**Stored data**
☆ ☆ ☆ ☆ ☆

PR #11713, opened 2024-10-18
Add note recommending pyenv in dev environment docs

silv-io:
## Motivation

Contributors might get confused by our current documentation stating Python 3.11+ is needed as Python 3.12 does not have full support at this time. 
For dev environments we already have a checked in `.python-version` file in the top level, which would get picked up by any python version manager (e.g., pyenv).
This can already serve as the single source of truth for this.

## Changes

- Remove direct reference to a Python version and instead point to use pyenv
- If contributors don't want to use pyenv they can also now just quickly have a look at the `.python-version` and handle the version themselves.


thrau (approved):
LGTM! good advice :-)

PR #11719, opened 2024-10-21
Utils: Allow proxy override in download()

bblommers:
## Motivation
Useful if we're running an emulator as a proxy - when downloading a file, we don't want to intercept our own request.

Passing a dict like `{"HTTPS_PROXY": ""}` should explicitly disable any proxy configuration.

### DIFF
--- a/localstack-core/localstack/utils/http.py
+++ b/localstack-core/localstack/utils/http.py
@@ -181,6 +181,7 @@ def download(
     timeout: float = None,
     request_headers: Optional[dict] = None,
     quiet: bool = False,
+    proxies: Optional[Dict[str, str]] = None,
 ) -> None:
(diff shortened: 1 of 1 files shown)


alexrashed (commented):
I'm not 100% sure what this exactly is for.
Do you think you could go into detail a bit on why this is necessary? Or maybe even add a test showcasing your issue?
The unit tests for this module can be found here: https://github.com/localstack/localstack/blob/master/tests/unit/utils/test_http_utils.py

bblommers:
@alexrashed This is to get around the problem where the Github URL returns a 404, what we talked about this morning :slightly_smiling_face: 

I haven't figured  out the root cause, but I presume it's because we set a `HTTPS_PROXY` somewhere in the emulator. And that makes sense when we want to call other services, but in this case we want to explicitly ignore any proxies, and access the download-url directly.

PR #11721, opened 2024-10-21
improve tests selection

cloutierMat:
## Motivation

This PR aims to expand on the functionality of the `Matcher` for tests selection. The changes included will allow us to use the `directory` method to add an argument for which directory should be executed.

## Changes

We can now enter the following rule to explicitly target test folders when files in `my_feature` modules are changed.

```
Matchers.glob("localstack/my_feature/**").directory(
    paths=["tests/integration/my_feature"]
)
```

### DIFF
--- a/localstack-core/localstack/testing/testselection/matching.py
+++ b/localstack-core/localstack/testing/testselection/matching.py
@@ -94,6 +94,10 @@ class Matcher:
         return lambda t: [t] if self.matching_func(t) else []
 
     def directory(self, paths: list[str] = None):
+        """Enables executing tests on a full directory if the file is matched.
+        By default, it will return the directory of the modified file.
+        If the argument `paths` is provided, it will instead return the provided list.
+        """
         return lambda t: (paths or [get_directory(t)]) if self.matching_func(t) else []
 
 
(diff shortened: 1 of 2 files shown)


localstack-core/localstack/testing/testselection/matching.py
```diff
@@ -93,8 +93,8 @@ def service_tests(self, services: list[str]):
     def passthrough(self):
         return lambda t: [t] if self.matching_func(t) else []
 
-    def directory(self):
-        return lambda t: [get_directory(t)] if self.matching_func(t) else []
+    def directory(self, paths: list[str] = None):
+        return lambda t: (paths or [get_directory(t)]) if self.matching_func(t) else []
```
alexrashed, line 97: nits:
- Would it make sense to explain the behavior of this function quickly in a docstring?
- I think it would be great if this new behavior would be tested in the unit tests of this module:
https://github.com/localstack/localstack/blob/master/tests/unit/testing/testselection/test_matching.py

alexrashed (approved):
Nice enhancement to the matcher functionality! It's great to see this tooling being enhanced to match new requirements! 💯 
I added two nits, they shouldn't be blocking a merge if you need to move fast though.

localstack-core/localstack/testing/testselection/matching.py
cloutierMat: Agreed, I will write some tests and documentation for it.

☆ ☆ ☆ ☆ ☆

Without changing a single character, write out all of the entries.

PR #11713, opened 2024-10-18
Add note recommending pyenv in dev environment docs

silv-io:
## Motivation

Contributors might get confused by our current documentation stating Python 3.11+ is needed as Python 3.12 does not have full support at this time. 
For dev environments we already have a checked in `.python-version` file in the top level, which would get picked up by any python version manager (e.g., pyenv).
This can already serve as the single source of truth for this.

## Changes

- Remove direct reference to a Python version and instead point to use pyenv
- If contributors don't want to use pyenv they can also now just quickly have a look at the `.python-version` and handle the version themselves.


thrau (approved):
LGTM! good advice :-)

PR #11719, opened 2024-10-21
Utils: Allow proxy override in download()

bblommers:
## Motivation
Useful if we're running an emulator as a proxy - when downloading a file, we don't want to intercept our own request.

Passing a dict like `{"HTTPS_PROXY": ""}` should explicitly disable any proxy configuration.

### DIFF
--- a/localstack-core/localstack/utils/http.py
+++ b/localstack-core/localstack/utils/http.py
@@ -181,6 +181,7 @@ def download(
     timeout: float = None,
     request_headers: Optional[dict] = None,
     quiet: bool = False,
+    proxies: Optional[Dict[str, str]] = None,
 ) -> None:
(diff shortened: 1 of 1 files shown)


alexrashed (commented):
I'm not 100% sure what this exactly is for.
Do you think you could go into detail a bit on why this is necessary? Or maybe even add a test showcasing your issue?
The unit tests for this module can be found here: https://github.com/localstack/localstack/blob/master/tests/unit/utils/test_http_utils.py

bblommers:
@alexrashed This is to get around the problem where the Github URL returns a 404, what we talked about this morning :slightly_smiling_face: 

I haven't figured  out the root cause, but I presume it's because we set a `HTTPS_PROXY` somewhere in the emulator. And that makes sense when we want to call other services, but in this case we want to explicitly ignore any proxies, and access the download-url directly.

PR #11721, opened 2024-10-21
improve tests selection

cloutierMat:
## Motivation

This PR aims to expand on the functionality of the `Matcher` for tests selection. The changes included will allow us to use the `directory` method to add an argument for which directory should be executed.

## Changes

We can now enter the following rule to explicitly target test folders when files in `my_feature` modules are changed.

```
Matchers.glob("localstack/my_feature/**").directory(
    paths=["tests/integration/my_feature"]
)
```

### DIFF
--- a/localstack-core/localstack/testing/testselection/matching.py
+++ b/localstack-core/localstack/testing/testselection/matching.py
@@ -94,6 +94,10 @@ class Matcher:
         return lambda t: [t] if self.matching_func(t) else []
 
     def directory(self, paths: list[str] = None):
+        """Enables executing tests on a full directory if the file is matched.
+        By default, it will return the directory of the modified file.
+        If the argument `paths` is provided, it will instead return the provided list.
+        """
         return lambda t: (paths or [get_directory(t)]) if self.matching_func(t) else []
 
 
(diff shortened: 1 of 2 files shown)


localstack-core/localstack/testing/testselection/matching.py
```diff
@@ -93,8 +93,8 @@ def service_tests(self, services: list[str]):
     def passthrough(self):
         return lambda t: [t] if self.matching_func(t) else []
 
-    def directory(self):
-        return lambda t: [get_directory(t)] if self.matching_func(t) else []
+    def directory(self, paths: list[str] = None):
+        return lambda t: (paths or [get_directory(t)]) if self.matching_func(t) else []
```
alexrashed, line 97: nits:
- Would it make sense to explain the behavior of this function quickly in a docstring?
- I think it would be great if this new behavior would be tested in the unit tests of this module:
https://github.com/localstack/localstack/blob/master/tests/unit/testing/testselection/test_matching.py

alexrashed (approved):
Nice enhancement to the matcher functionality! It's great to see this tooling being enhanced to match new requirements! 💯 
I added two nits, they shouldn't be blocking a merge if you need to move fast though.

localstack-core/localstack/testing/testselection/matching.py
cloutierMat: Agreed, I will write some tests and documentation for it.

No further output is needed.